Les femmes ont souffert de diminution des chances de mariage et de procréation ; chose facile pour les hommes même s'ils étaient détenus pendant longtemps. Certaines femmes ont été répudiées par leurs maris une fois ces derniers libérés.

La vie des femmes emprisonnées s'est complètement bouleversée. Vu tous les préjudices psychologiques et physiques, les femmes victimes de violation des droits de l'Homme dans les années de plomb méritent d'être dédommagées et honorées.

Un droit pénal à réviser
Les principales recommandations pour éviter la répétition des violations des droits de l'Homme soulignent la nécessité du renforcement de la dernière révision du droit pénal par une définition claire et précise de la violence à l'égard des femmes, se basant sur les normes internationales. Il faut également élever les sanctions dans le cas de la violence sous toutes ses formes : viol, harcèlement sexuel…

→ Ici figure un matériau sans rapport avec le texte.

PR #5234, opened 2022-07-10
Core, API: BaseRowDelta, BaseOverwrite,BaseReplacePartitions, BaseRewrite to branch Impl 

namrathamyske:
issue addressed from: https://github.com/apache/iceberg/issues/3896

PR to address: https://github.com/apache/iceberg/pull/4926#issuecomment-1161499158

This PR implements the performing RowDelta operations on a particular branch ref. Throws unsupported operations with other operations.

PR continued from:
https://github.com/apache/iceberg/pull/4926


namrathamyske:
@amogh-jahagirdar @rdblue As per https://github.com/apache/iceberg/pull/4926#issuecomment-1161499158 I have changed validation checks when we commit to a branch. Right now I have implemented for BaseRowDelta usecase. My future plan is to extend for others.

My thought process is every-time we check for validations, the start snapshot should start from an ancestor of the branch. If not we can throw a validation exception. Start snapshot should ideally never go before the snapshot with which branch was created. But we don't store the commit for which the branch was created in metadata. So i am quite confused how to go ahead. Any thoughts appreciated!

core/src/main/java/org/apache/iceberg/BaseRowDelta.java
```diff
@@ -95,24 +97,46 @@ public RowDelta validateNoConflictingDeleteFiles() {
...
+    }
+
+    for (Snapshot ancestor : SnapshotUtil.ancestorsOf(snapshot.snapshotId(), base::snapshot)) {
+      if (ancestor.snapshotId() == this.startingSnapshotId) {
+        return;
+      }
+    }
+    throw new ValidationException(
+        "Snapshot %s is not an ancestor of %s", startingSnapshotId, snapshot.snapshotId());
+  }
```
amogh-jahagirdar, line 118: We can use SnapshotUtil.isAncestorOf for this.

core/src/main/java/org/apache/iceberg/SnapshotProducer.java
```diff
@@ -349,30 +354,34 @@ public void commit() {
...
+                  // snapshot to an ID that is already current. note that this check uses identity.
+                  return;
+                }
+
+                // if the table UUID is missing, add it here. the UUID will be re-created each time
+                // this operation retries
+                // to ensure that if a concurrent operation assigns the UUID, this operation will
+                // not fail.
+                taskOps.commit(base, updated.withUUID());
+              });
```
amogh-jahagirdar, line 384: I think we can undo this.

amogh-jahagirdar (commented):
Awesome, I forgot you had this draft PR already so I think we can just continue on here. I closed out my PR https://github.com/apache/iceberg/pull/5595

core/src/main/java/org/apache/iceberg/BaseOverwriteFiles.java
```diff
@@ -133,19 +133,19 @@ protected void validate(TableMetadata base, Snapshot snapshot) {
     }
 
     if (validateNewDataFiles) {
-      validateAddedDataFiles(base, startingSnapshotId, dataConflictDetectionFilter());
+      validateAddedDataFiles(base, startingSnapshotId, dataConflictDetectionFilter(), snapshot);
```
rdblue, line 136: Can we name this `parent` instead of `snapshot`? Snapshot is not very clear because there are a lot of snapshots.

core/src/main/java/org/apache/iceberg/MergingSnapshotProducer.java
```diff
@@ -304,9 +304,12 @@ protected void validateAddedDataFiles(
    * @param conflictDetectionFilter an expression used to find new conflicting data files
    */
   protected void validateAddedDataFiles(
-      TableMetadata base, Long startingSnapshotId, Expression conflictDetectionFilter) {
+      TableMetadata base,
+      Long startingSnapshotId,
+      Expression conflictDetectionFilter,
+      Snapshot snapshot) {
```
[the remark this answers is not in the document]
rdblue: I think that these should all be called `parent` so it is clear that this is the parent of the snapshot to be committed.

core/src/test/java/org/apache/iceberg/TestRowDelta.java
```diff
@@ -1414,18 +1415,69 @@ public void testRowDeltaCaseSensitivity() {
   }
 
   @Test
-  public void testRowDeltaToBranchUnsupported() {
-    AssertHelpers.assertThrows(
-        "Should reject committing row delta to branch",
-        UnsupportedOperationException.class,
-        "Cannot commit to branch someBranch: org.apache.iceberg.BaseRowDelta does not support branch commits",
-        () ->
+  public void testBranchConflictingDeletes() {
```
rdblue, line 1418: I think that this class either needs to copy all of the tests and validate against a branch (like `testValidateDataFilesExistDefaults`), or be parameterized. I prefer parameterized.

If the tests are parameterized for `main` and `some_branch`, you could refactor all of the `commit` calls to something like this:

```
  public void commitOperation(SnapshotProducer producer) {
    if (branch.equals("main")) {
      producer.commit();
    } else {
      producer.toBranch(branch).commit();
    }
  }
```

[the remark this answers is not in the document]
namrathamk: My bad, this test is still a work in progress. Making more changes.

namrathamyske:
In PR https://github.com/apache/iceberg/pull/5618 MergeAppend and TableTestBase commit and apply methods are implemented. Will make use of those methods after its merged.

core/src/test/java/org/apache/iceberg/TestRowDelta.java
```diff
@@ -1270,11 +1332,16 @@ public void testConcurrentNonConflictingRowDeltaAndRewriteFilesWithSequenceNumbe
...
             .validateFromSnapshot(baseSnapshot.snapshotId());
 
-    rowDelta.commit();
-    rewriteFiles.commit();
+    commit(table, rowDelta, branch);
+    commit(table, rewriteFiles, branch);
 
-    validateTableDeleteFiles(table, deleteFile1);
-    validateTableFiles(table, dataFile2);
+    if (branch == "testBranch") {
```
amogh-jahagirdar, line 1338: equals() instead of ==

core/src/test/java/org/apache/iceberg/TestRowDelta.java
```diff
@@ -429,29 +470,31 @@ public void testValidateNoConflictsFromSnapshot() {
         statuses(Status.ADDED));
   }
 
-  @Test
+  // @Test
```
amogh-jahagirdar, line 473: Any reason this test is commented out?

core/src/test/java/org/apache/iceberg/TableTestBase.java
```diff
@@ -458,6 +458,18 @@ void validateTableFiles(Table tbl, DataFile... expectedFiles) {
     Assert.assertEquals("Files should match", expectedFilePaths, actualFilePaths);
   }
 
+  void validateTableFilesWithRef(Table tbl, String ref, DataFile... expectedFiles) {
```
amogh-jahagirdar, line 461: validateBranchDataFiles?

core/src/test/java/org/apache/iceberg/TableTestBase.java
```diff
@@ -472,6 +484,20 @@ void validateTableDeleteFiles(Table tbl, DeleteFile... expectedFiles) {
     Assert.assertEquals("Delete files should match", expectedFilePaths, actualFilePaths);
   }
 
+  void validateTableDeleteFilesWithRef(Table tbl, String ref, DeleteFile... expectedFiles) {
```
amogh-jahagirdar, line 487: validateBranchDeleteFiles?

core/src/main/java/org/apache/iceberg/SnapshotProducer.java
```diff
@@ -267,7 +267,26 @@ private Map<String, String> summary(TableMetadata previous) {
...
 
     Map<String, String> previousSummary;
-    if (previous.currentSnapshot() != null) {
+    if (!targetBranch.equals(SnapshotRef.MAIN_BRANCH)) {
+      if (previous.ref(targetBranch) != null) {
+        if (previous.snapshot(previous.ref(targetBranch).snapshotId()).summary() != null) {
+          previousSummary = previous.snapshot(previous.ref(targetBranch).snapshotId()).summary();
+        } else {
+          previousSummary = ImmutableMap.of();
+        }
```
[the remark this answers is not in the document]
amogh-jahagirdar: Also I think we could probably simplify all the if/else logic here. the branch will either be main or not, and in both cases it's the same logic. Regardless of main or not main: There is either not a prev snapshot in which case default to 0, or the prev snapshot had no summary use an empty summary. or the prev snapshot had a summary so use it.

amogh-jahagirdar (commented):
Hey Namratha thanks for all the contributions here, just had some comments.

core/src/test/java/org/apache/iceberg/TestRowDelta.java
amogh-jahagirdar: Also just realized we don't need to differentiate the two cases here, I think we could just have a single method which takes in a branch (and the branch could just be main or not, it doesn't really matter)

core/src/test/java/org/apache/iceberg/TestRowDelta.java
```diff
@@ -1449,18 +1519,48 @@ public void testRowDeltaCaseSensitivity() {
...
+        .addDeletes(FILE_A_DELETES)
+        .validateFromSnapshot(ancestorSnapshot)
+        .conflictDetectionFilter(Expressions.alwaysTrue())
+        .validateNoConflictingDeleteFiles()
+        .commit();
+
+    int branchSnapshot = 2;
+
+    Assert.assertEquals(table.currentSnapshot().snapshotId(), 1);
+    Assert.assertEquals(table.ops().current().ref("branch").snapshotId(), branchSnapshot);
```
amogh-jahagirdar, line 1564: Sorry not getting why we need this test case, won't it be covered by the others?

namrathamyske: Cool, will be removing these.

namrathamyske:
@jackye1995 @amogh-jahagirdar Finished for the above producer implementations. I am yet to commit tests for BaseReplacePartitions. Let me know what you think!

amogh-jahagirdar:
Great work @namrathamyske, just some minor comments but at least the core of it around the tests looks good to me. When you get a chance to update the ReplacePartition tests that would be great, since we can then see all the CI tests pass (right now it looks to be failing since the ReplacePartition tests haven't been updated yet).

amogh-jahagirdar:
Raised a PR to @namrathamyske branch for replace partition and a bug fix for validation during overwrite https://github.com/namrathamyske/iceberg/pull/20/files

namrathamyske:
@rdblue Appreciate your feedback on this!

core/src/test/java/org/apache/iceberg/TableTestBase.java
```diff
@@ -458,6 +458,18 @@ void validateTableFiles(Table tbl, DataFile... expectedFiles) {
...
+    Set<CharSequence> expectedFilePaths = Sets.newHashSet();
+    for (DataFile file : expectedFiles) {
+      expectedFilePaths.add(file.path());
+    }
+    Set<CharSequence> actualFilePaths = Sets.newHashSet();
+    for (FileScanTask task : tbl.newScan().useRef(ref).planFiles()) {
+      actualFilePaths.add(task.file().path());
+    }
+    Assert.assertEquals("Files should match", expectedFilePaths, actualFilePaths);
+  }
```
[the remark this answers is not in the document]
namrathamyske: Hi, `validateTableFiles` has 30 usages in in TestOverwriteWithValidation

core/src/test/java/org/apache/iceberg/TableTestBase.java
```diff
@@ -472,6 +484,20 @@ void validateTableDeleteFiles(Table tbl, DeleteFile... expectedFiles) {
...
+      expectedFilePaths.add(file.path());
+    }
+    Set<CharSequence> actualFilePaths = Sets.newHashSet();
+    for (FileScanTask task : tbl.newScan().useRef(branch).planFiles()) {
+      for (DeleteFile file : task.deletes()) {
+        actualFilePaths.add(file.path());
+      }
+    }
+    Assert.assertEquals("Delete files should match", expectedFilePaths, actualFilePaths);
+  }
```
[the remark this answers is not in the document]
namrathamyske: Will go ahead edit the whole class too.

core/src/main/java/org/apache/iceberg/MergingSnapshotProducer.java
```diff
@@ -337,15 +340,20 @@ private CloseableIterable<ManifestEntry<DataFile>> addedDataFiles(
       TableMetadata base,
       Long startingSnapshotId,
       Expression dataFilter,
-      PartitionSet partitionSet) {
+      PartitionSet partitionSet,
+      Snapshot parent) {
     // if there is no current table state, no files have been added
```
amogh-jahagirdar, line 345: My bad, missed this when I raised the change to your branch. I think we should update this comment to say "If there is no parent, no files have been added"

core/src/main/java/org/apache/iceberg/MergingSnapshotProducer.java
```diff
@@ -337,15 +340,20 @@ private CloseableIterable<ManifestEntry<DataFile>> addedDataFiles(
...
-    if (base.currentSnapshot() == null) {
+    if (parent == null) {
```
amogh-jahagirdar, line 346: My bad, missed this when I raised the change to your branch. I think we should update this comment to say "If there is no parent, no files have been added"

.palantir/revapi.yml
```diff
@@ -261,6 +261,235 @@ acceptedBreaks:
         \ T) throws java.io.IOException, com.fasterxml.jackson.core.JacksonException\
         \ @ org.apache.iceberg.rest.RESTSerializers.UpdateRequirementDeserializer"
       justification: "False positive - JacksonException is a subclass of IOException"
+    - code: "java.method.inheritedMovedToClass"
```
rdblue, line 264: When the review is closer to approval, we should see how many of these breaking changes can be solved. For example, this one about moving the method we may be able to take care of by overriding rather than replacing the method.

core/src/test/java/org/apache/iceberg/TableTestBase.java
```diff
@@ -458,13 +458,25 @@ void validateTableFiles(Table tbl, DataFile... expectedFiles) {
     Assert.assertEquals("Files should match", expectedFilePaths, actualFilePaths);
   }
 
-  void validateTableDeleteFiles(Table tbl, DeleteFile... expectedFiles) {
+  void validateBranchFiles(Table tbl, String ref, DataFile... expectedFiles) {
+    Set<CharSequence> expectedFilePaths = Sets.newHashSet();
+    for (DataFile file : expectedFiles) {
+      expectedFilePaths.add(file.path());
+    }
+    Set<CharSequence> actualFilePaths = Sets.newHashSet();
```
rdblue, line 466: Nit: block spacing.

core/src/main/java/org/apache/iceberg/BaseReplacePartitions.java
```diff
@@ -79,23 +79,32 @@ public ReplacePartitions validateNoConflictingData() {
...
   @Override
   public void validate(TableMetadata currentMetadata, Snapshot snapshot) {
     if (validateConflictingData) {
       if (dataSpec().isUnpartitioned()) {
-        validateAddedDataFiles(currentMetadata, startingSnapshotId, Expressions.alwaysTrue());
+        validateAddedDataFiles(
+            currentMetadata, startingSnapshotId, Expressions.alwaysTrue(), snapshot);
       } else {
-        validateAddedDataFiles(currentMetadata, startingSnapshotId, replacedPartitions);
+        validateAddedDataFiles(currentMetadata, startingSnapshotId, replacedPartitions, snapshot);
```
rdblue, line 95: Minor: I think it makes more sense to use `parent` rather than `snapshot` for the parent snapshot variable. Not a blocker, but it makes it easier to understand what's going on.

core/src/main/java/org/apache/iceberg/BaseRowDelta.java
```diff
@@ -96,23 +97,37 @@ public RowDelta validateNoConflictingDeleteFiles() {
...
+  @Override
+  protected void validate(TableMetadata base, Snapshot parent) {
+    if (parent != null) {
+      if (startingSnapshotId != null) {
+        Preconditions.checkArgument(
+            SnapshotUtil.isAncestorOf(parent.snapshotId(), startingSnapshotId, base::snapshot),
+            "Snapshot %s is not an ancestor of %s",
+            startingSnapshotId,
+            parent.snapshotId());
+      }
```
rdblue, line 114: Nit: whitespace after this block.

core/src/main/java/org/apache/iceberg/BaseRowDelta.java
```diff
@@ -96,23 +97,37 @@ public RowDelta validateNoConflictingDeleteFiles() {
...
+    return this;
+  }
+
+  @Override
+  protected void validate(TableMetadata base, Snapshot parent) {
+    if (parent != null) {
+      if (startingSnapshotId != null) {
+        Preconditions.checkArgument(
+            SnapshotUtil.isAncestorOf(parent.snapshotId(), startingSnapshotId, base::snapshot),
+            "Snapshot %s is not an ancestor of %s",
```
rdblue, line 111: I think a bit more context would be helpful if you ever encounter this error. `"Cannot validate changes: starting snapshot %s is not an ancestor of parent snapshot %s (branch %s)"`

core/src/test/java/org/apache/iceberg/TestOverwrite.java
```diff
@@ -164,40 +173,43 @@ public void testOverwriteFailsDelete() {
...
-        "Should not create a new snapshot", baseId, table.currentSnapshot().snapshotId());
+        "Should not create a new snapshot", baseId, latestSnapshot(base, branch).snapshotId());
   }
 
   @Test
   public void testOverwriteWithAppendOutsideOfDelete() {
     TableMetadata base = TestTables.readMetadata(TABLE_NAME);
-    long baseId = base.currentSnapshot().snapshotId();
+    long baseId =
+        latestSnapshot(base, branch) == null ? -1 : latestSnapshot(base, branch).snapshotId();
```
rdblue, line 186: Minor: prefer to keep ternary expressions as simple as possible. If you're calling a method twice with the same arguments, you generally want to use a variable:

```java
Snapshot latest = latestSnapshot(base, branch);
long baseId = latest == null ? -1 : latest.snapshotId();
```

It's also a bit odd that the current snapshot is always defined, but here we handle the case where the branch does not yet exist. Why is that? Are we committing to main and then implicitly branching somewhere?

core/src/test/java/org/apache/iceberg/TestOverwrite.java
```diff
@@ -164,40 +173,43 @@ public void testOverwriteFailsDelete() {
...
-        .overwriteByRowFilter(equal("date", "2018-06-08"))
-        .addFile(FILE_10_TO_14) // in 2018-06-09, NOT in 2018-06-08
-        .commit();
+    commit(
+        table,
+        table
+            .newOverwrite()
+            .overwriteByRowFilter(equal("date", "2018-06-08"))
+            .addFile(FILE_10_TO_14),
+        branch); // in 2018-06-09, NOT in 2018-06-08
```
rdblue, line 194: Minor: Can the comment remain on the `FILE_10_TO_14` line?

core/src/test/java/org/apache/iceberg/TestReplacePartitions.java
```diff
@@ -114,20 +122,22 @@ public void testReplaceAndMergeOnePartition() {
     // ensure the overwrite results in a merge
     table.updateProperties().set(TableProperties.MANIFEST_MIN_MERGE_COUNT, "1").commit();
 
-    table.newFastAppend().appendFile(FILE_A).appendFile(FILE_B).commit();
+    table.newFastAppend().appendFile(FILE_A).appendFile(FILE_B).toBranch(branch).commit();
```
rdblue, line 125: Why not use the `commit` method in these tests?

core/src/test/java/org/apache/iceberg/TestRowDelta.java
```diff
@@ -39,18 +39,32 @@
...
-        .newRowDelta()
-        .addRows(FILE_A)
-        .addDeletes(FILE_A_DELETES)
-        .addDeletes(FILE_B_DELETES)
-        .commit();
+    SnapshotUpdate rowDelta =
+        table.newRowDelta().addRows(FILE_A).addDeletes(FILE_A_DELETES).addDeletes(FILE_B_DELETES);
 
-    Snapshot snap = table.currentSnapshot();
+    commit(table, rowDelta, branch);
```
rdblue, line 66: Odd spacing here. I'd expect the commit to come after rowDelta insteadd of being combined with the latestSnapshot call.

core/src/test/java/org/apache/iceberg/TestRowDelta.java
```diff
@@ -81,155 +95,171 @@ public void testAddDeleteFile() {
...
 
     Assert.assertEquals(
         "Table should not have any delete manifests",
         0,
-        table.currentSnapshot().deleteManifests(table.io()).size());
+        latestSnapshot(table, branch).deleteManifests(table.io()).size());
   }
 
-  @Test
+  // @Test
```
rdblue, line 238: @amogh-jahagirdar, why is this test disabled?

rdblue: This passes locally. I'm going to assume this was an accident and restore the test to get CI running it.

amogh-jahagirdar: yeah shouldn't be disabled, thanks!

core/src/main/java/org/apache/iceberg/MergingSnapshotProducer.java
```diff
@@ -397,8 +405,10 @@ protected void validateNoNewDeletesForDataFiles(
       TableMetadata base,
       Long startingSnapshotId,
       Expression dataFilter,
-      Iterable<DataFile> dataFiles) {
-    validateNoNewDeletesForDataFiles(base, startingSnapshotId, dataFilter, dataFiles, false);
+      Iterable<DataFile> dataFiles,
+      Snapshot parent) {
```
rdblue, line 409: Looks like this doesn't update Javadoc...

core/src/main/java/org/apache/iceberg/MergingSnapshotProducer.java
```diff
@@ -460,8 +471,8 @@ private void validateNoNewDeletesForDataFiles(
    * @param dataFilter an expression used to find new conflicting delete files
    */
   protected void validateNoNewDeleteFiles(
-      TableMetadata base, Long startingSnapshotId, Expression dataFilter) {
-    DeleteFileIndex deletes = addedDeleteFiles(base, startingSnapshotId, dataFilter, null);
+      TableMetadata base, Long startingSnapshotId, Expression dataFilter, Snapshot parent) {
```
rdblue, line 474: I think a lot of the `revapi` problems are probably related to adding `parent` to these methods. We should add the older version back that passes `base.currentSnapshot()` and mark it deprecated, to be removed in 1.3.0. That will take care of at least some of the breaking changes.

rdblue (commented):
@namrathamyske and @amogh-jahagirdar, this is looking great! There are no major blockers, just minor comments. I think that means we should move forward with fixing the revapi failures (add back methods and deprecate them). After that, we can get this in.

Thanks!

amogh-jahagirdar:
Thanks for the reviews @rdblue ! @namrathamyske I raised a PR to your branch for deprecating the old validation methods and updating rev API https://github.com/namrathamyske/iceberg/pull/21. When you get a chance please take a look!

core/src/main/java/org/apache/iceberg/BaseRowDelta.java
namrathamyske: @amogh-jahagirdar Is this even required anymore ? We are anyway doing ancestor check in https://github.com/apache/iceberg/blob/a1d994c131dc5b5f42e1693e92e058493382593e/core/src/main/java/org/apache/iceberg/MergingSnapshotProducer.java#L742

rdblue (approved):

On doit organiser également une manifestation nationale pour honorer les femmes victimes des violences dans les années de plomb.

Driss Benzekri, président du Conseil consultatif des droits de l'Homme signale qu'il est essentiel d'ouvrir un débat pour activer les propositions fondamentales de l'IER. «Il faut élaborer des mécanismes de consultation pour faire évoluer les droits de la femme», estime Driss Benzekri.